If there is no data, then just silently ignore it.

    // https://tools.ietf.org/html/rfc1459	-- Original specification
    // https://tools.ietf.org/html/rfc2810	-- Architecture specfication
    // https://tools.ietf.org/html/rfc2811	-- Channel specification
    // https://tools.ietf.org/html/rfc2812	-- Client specification
    // https://tools.ietf.org/html/rfc2813	-- Server specification
    //
    // <message>  ::= [':' <prefix> <SPACE> ] <command> <params> <crlf>
    // <prefix>   ::= <servername> | <nick> [ '!' <user> ] [ '@' <host> ]
    // <command>  ::= <letter> { <letter> } | <number> <number> <number>
    // <SPACE>    ::= ' ' { ' ' }
    // <params>   ::= <SPACE> [ ':' <trailing> | <middle> <params> ]
    //
    // <middle>   ::= <Any *non-empty* sequence of octets not including SPACE
    //                or NUL or CR or LF, the first of which may not be ':'>
    // <trailing> ::= <Any, possibly *empty*, sequence of octets not including
    //                  NUL or CR or LF>
    //
    // <crlf>     ::= CR LF

    // Parameters are between command and trail
    auto trailDivider = message.find(" :");
    bool haveTrailDivider = trailDivider != message.npos;

    // Assemble outputs
    std::vector<std::string> parts;
    std::string prefix;
    std::string command;
    ParamType parameters;
    std::string trail;

The format can best be described like this, where everything in square brackets are optional:

[:prefix ]COMMAND[ parameter1 [parameter2]][ :trail]

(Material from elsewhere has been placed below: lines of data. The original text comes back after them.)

PR #883, opened 2021-03-19
Port remaining 3ds Max plugin components to std::vector

zrax:
This is built on #882 (merge that one first), as this finalizes the removal of `hsTArray` from Plasma.


Hoikas:
Will review when this is rebased against master.

Hoikas (approved):
`hsTArray` beggone 💥

PR #884, opened 2021-03-20
Confirmation (Yes/No/OK/Quit/Logout) Overhaul

Hoikas:
While working on the [clickable links in KI Chat](https://www.youtube.com/watch?v=qvsb0mhxUig) concept, it became apparent that I needed to issue a confirmation or Yes/No dialog from a Python script that did not have its own `plKey`. Currently, Yes/No dialogs are handled by the xKI python scripts over many hundreds of lines in an especially ad-hoc way and can only be responded to using a `plNotifyMsg`. This implements a singleton whose job is to receive confirmation requests from anyone who links against plMessage and respond to them via either a (potentially stateful) lambda or using a legacy `plNotifyMsg`.

This new functionality will allow us to be very flexible with where we issue and how we respond to confirmation requests. Some examples floating around in my mind:
- `PtYesNoDialog()` can accept a Python callable to call back in addition to a key to notify.
- If linking to an Age fails, we can ask if we want to quit or return to the previous Age... instead of popping up an OS dialog that says "Link to Age failed"
- Localized dialogs can be issued from code in C++ that does not link against pfLocalizationMgr.

### DIFF
--- a/Sources/Plasma/FeatureLib/pfPython/cyMiscGlue2.cpp
+++ b/Sources/Plasma/FeatureLib/pfPython/cyMiscGlue2.cpp
@@ -44,6 +44,8 @@ You can contact Cyan Worlds, Inc. by email legal@cyan.com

    // With or without trail
    if (haveTrailDivider)
    {
        // Have trail, split by trail
        std::string uptotrail = message.substr(0, trailDivider);
        trail = message.substr(trailDivider + 2);
        boost::split(parts, uptotrail, boost::is_any_of(" "));
    }
    else
    {
        // No trail, everything are parameters
        boost::split(parts, message, boost::is_any_of(" "));
    }

Up to this point, find out if we have trail and split that off into the trail variable, while splitting the first section by space.

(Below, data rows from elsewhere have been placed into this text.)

PR #885, opened 2021-03-21
Convert runtime factory checks to compile-time checks.

Hoikas:
When working on #884, I accidentally triggered `plFactory::IValidate()`. This was annoying because it should have been an early compile failure. This changeset makes that happen. As a bonus, the new checks reveal `plFactory::IValidate()` has missed for many years that `pfConsole`, an `hsKeyedObject` derivative, was not in the keyed object class index range... 😞


zrax (approved):
Nice!

PR #888, opened 2021-03-25
plNetGameLib depends on pnAsyncCoreExe

dpogue:


Hoikas:
This doesn't seem right... pnAsyncCoreExe is the *private* implementation of pnAsyncCore, so only pnAsyncCore should link against pnAsyncCoreExe. What error are you seeing that makes this change needed?

Hoikas:
Pinging @dpogue for response to earlier question.

dpogue:
I'm getting errors when trying to compile a command-line patcher on Linux, but it's hard to tell which ones are expected because of the missing AsyncSocket stuff and which ones are unexpected because of linking issues. I definitely get fewer errors with this change, but I'm going to mark this as a draft until the socket stuff builds on Linux and I can do more testing.

Hoikas:
Closing per discussion in IRC.

dpogue:
For the sake of documentation, I did figure out what was happening here: pnAsyncCore currently only links with pnAsyncCoreExe on Windows, which results in the undefined references when compiling on Linux.
https://github.com/H-uru/Plasma/blob/88ba573fede78a0c486cea641f7632519c88b724/Sources/Plasma/NucleusLib/pnAsyncCore/CMakeLists.txt#L26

    enum class DecoderState
    {
        PREFIX,
        COMMAND,
        PARAMETER
    } state;

    bool first = true;
    state = DecoderState::PREFIX;

    for (const std::string & part : parts)
    {
        switch (state)
        {
            // Prefix, or command... have to be decided
            case DecoderState::PREFIX:
            case DecoderState::COMMAND:
            {
                // Prefix, aka origin of message
                bool havePrefix = part[0] == ':';

                if (havePrefix && first)
                {
                    // Oh the sanity
                    if (part.size() < 2)
                    {
                        return IrcMessage();
                    }

                    // Have prefix
                    state = DecoderState::COMMAND;
                    prefix = part.substr(1);
                    first = false;
                }
                else
                {
                    // Have command
                    state = DecoderState::PARAMETER;
                    command = part;
                }

                break;
            }
            case DecoderState::PARAMETER:
            {
                parameters.push_back(part);
                break;
            }
        }
    }

Then pick the remaining parts and figure out what they are. When prefix and command have been decided, anything more are parameters to the command.

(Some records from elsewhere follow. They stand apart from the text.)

PR #928, opened 2021-06-09
WaveSet Buoys

dpogue:
These were mostly already implemented, but the physics messages had gone missing, and someone added a wildly incorrect multiplication factor.

* Fixes some 32-bit assumptions in hsFastMath, but I can drop this commit if it seems misplaced
* Adds back plImpulseMsg and plDampMsg and hooks them up in the physics simulation
  * I suspect the damping handling could be improved, but it gives a reasonably decent effect right now
* Adds console commands for testing
* Adds Python API for fun runtime shenanigans
* Adds a new flag to the existing plWaveSet7 bitvector, which causes it to read an extra array of buoys to attach automatically
  * I have code ready to go for libHSPlasma and korman
  * This should be compatible with all existing data, but not compatible with old clients (although maybe they just neglect to read the extra data and it's fine?)

[Demo video](https://www.youtube.com/watch?v=m_74DyDb0pY)

Wishlist: A way to specify that some dynamic physical objects should not interact with the avatar

### DIFF
--- a/Scripts/Python/plasma/Plasma.py
+++ b/Scripts/Python/plasma/Plasma.py
@@ -9667,6 +9667,10 @@ class ptWaveSet:
         """None"""
         pass
 
+    def addBuoy(self, soKey: ptKey) -> None:
+        """Adds the specified object as a buoy"""
+        pass
+
     def getDepthFalloff(self):
         """Returns the attribute's value"""
         pass
@@ -9793,6 +9797,10 @@ class ptWaveSet:
 
     def getWindDir(self):
         """Returns the attribute's value"""
+        pass
+
+    def removeBuoy(self, soKey: ptKey) -> None:
+        """Removes the specified object as a buoy"""
         pass
 
     def setDepthFalloff(self,s, secs = 0):
@@ -9922,4 +9930,3 @@ class ptWaveSet:
     def setWindDir(self,s, secs = 0):
         """Sets the attribute to s over secs time"""
         pass
-
--- a/Sources/Plasma/FeatureLib/pfPython/pyWaveSet.h
+++ b/Sources/Plasma/FeatureLib/pfPython/pyWaveSet.h
@@ -185,6 +185,13 @@ public:
 
     PyObject* GetEnvCenter() const; // returns pyPoint3
     float GetEnvRadius() const;
+
+    // ==============================================================================
+    // Buoy functions
+    // ==============================================================================
+
+    void AddBuoy(const pyKey& soKey) const;
+    void RemoveBuoy(const pyKey& soKey) const;
 };
 
 
--- a/Sources/Plasma/PubUtilLib/plMessage/plDampMsg.h
+++ b/Sources/Plasma/PubUtilLib/plMessage/plDampMsg.h
@@ -1,0 +1,66 @@
+/*==LICENSE==*
+
+CyanWorlds.com Engine - MMOG client, server and tools
+Copyright (C) 2011  Cyan Worlds, Inc.
+
+This program is free software: you can redistribute it and/or modify
+it under the terms of the GNU General Public License as published by
+the Free Software Foundation, either version 3 of the License, or
+(at your option) any later version.
+
+This program is distributed in the hope that it will be useful,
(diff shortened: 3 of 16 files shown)


Sources/Plasma/PubUtilLib/plMessage/plDampMsg.h
```diff
@@ -0,0 +1,66 @@
...
+
+#include "pnMessage/plSimulationMsg.h"
+#include "hsGeometry3.h"
+
+class plDampMsg :  public plSimulationMsg
+{
+public:
+    plDampMsg() = default;
+    plDampMsg(const plKey& sender, const plKey& receiver, float damp)
+        : plSimulationMsg(sender, receiver, nullptr), fDampFactor(damp) {};
```
Hoikas, line 54:
```suggestion
        : plSimulationMsg(sender, receiver, nullptr), fDampFactor(damp) { }
```

Sources/Plasma/FeatureLib/pfPython/pyWaveSet.h
```diff
@@ -185,6 +185,13 @@ class pyWaveSet
 
     PyObject* GetEnvCenter() const; // returns pyPoint3
     float GetEnvRadius() const;
+
+    // ==============================================================================
+    // Buoy functions
+    // ==============================================================================
+
+    void AddBuoy(pyKey& soKey);
+    void RemoveBuoy(pyKey& soKey);
```
Hoikas, line 194: I feel like these can be const references (and the methods themselves could also be const).

Scripts/Python/plasma/Plasma.py
```diff
@@ -9667,6 +9667,10 @@ def __init__(self,ey):
         """None"""
         pass
 
+    def addBuoy(self, soKey):
```
Hoikas, line 9670:
```suggestion
    def addBuoy(self, soKey: ptKey) -> None:
```

Scripts/Python/plasma/Plasma.py
```diff
@@ -9795,6 +9799,10 @@ def getWindDir(self):
         """Returns the attribute's value"""
         pass
 
+    def removeBuoy(self, soKey):
```
Hoikas, line 9802:
```suggestion
    def removeBuoy(self, soKey: ptKey) -> None:
```

Sources/Plasma/PubUtilLib/plMessage/plDampMsg.h
```diff
@@ -0,0 +1,66 @@
...
+public:
+    plDampMsg() = default;
+    plDampMsg(const plKey& sender, const plKey& receiver, float damp)
+        : plSimulationMsg(sender, receiver, nullptr), fDampFactor(damp) { }
+
+    CLASSNAME_REGISTER(plDampMsg);
+    GETINTERFACE_ANY(plDampMsg, plSimulationMsg);
+
+    void SetDamp(float d) { fDampFactor = d; }
+    float Damp() { return fDampFactor; }
```
Hoikas, line 60:
```suggestion
    float Damp() const { return fDampFactor; }
```

Sources/Plasma/PubUtilLib/plMessage/plImpulseMsg.h
```diff
@@ -0,0 +1,66 @@
...
+public:
+    plImpulseMsg() = default;
+    plImpulseMsg(const plKey& sender, const plKey& receiver, const hsVector3& impulse)
+        : plSimulationMsg(sender, receiver, nullptr), fImpulse(impulse) {};
+
+    CLASSNAME_REGISTER(plImpulseMsg);
+    GETINTERFACE_ANY(plImpulseMsg, plSimulationMsg);
+
+    void SetImpulse(const hsVector3& i) { fImpulse = i; }
+    const hsVector3& Impulse() { return fImpulse; }
```
Hoikas, line 60:
```suggestion
    const hsVector3& Impulse() const { return fImpulse; }
```

Hoikas (commented):
Aside from the two const nits, this LGTM. I think the non-avatar dynamic but should be deferred to another PR.

Hoikas (approved):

For example, the following lines is a join and then message to a #channel.

:nick!user@10.0.0.1 JOIN #channel<<<
:nick!user@10.0.0.1 PRIVMSG #channel :test<<<


    // Construct an IrcMessage
    IrcMessage ircmsg(command, prefix, std::move(parameters), trail);
    m_Handles(ircmsg);

    return ircmsg;
}

After this, maintaining a stable Irc state is much easier when all messages follow the same format as the type IrcMessage. The parser is in this file https://github.com/Studiofreya/smartass/blob/master/irclib/IrcParser.cpp.

The full code is available at GitHub.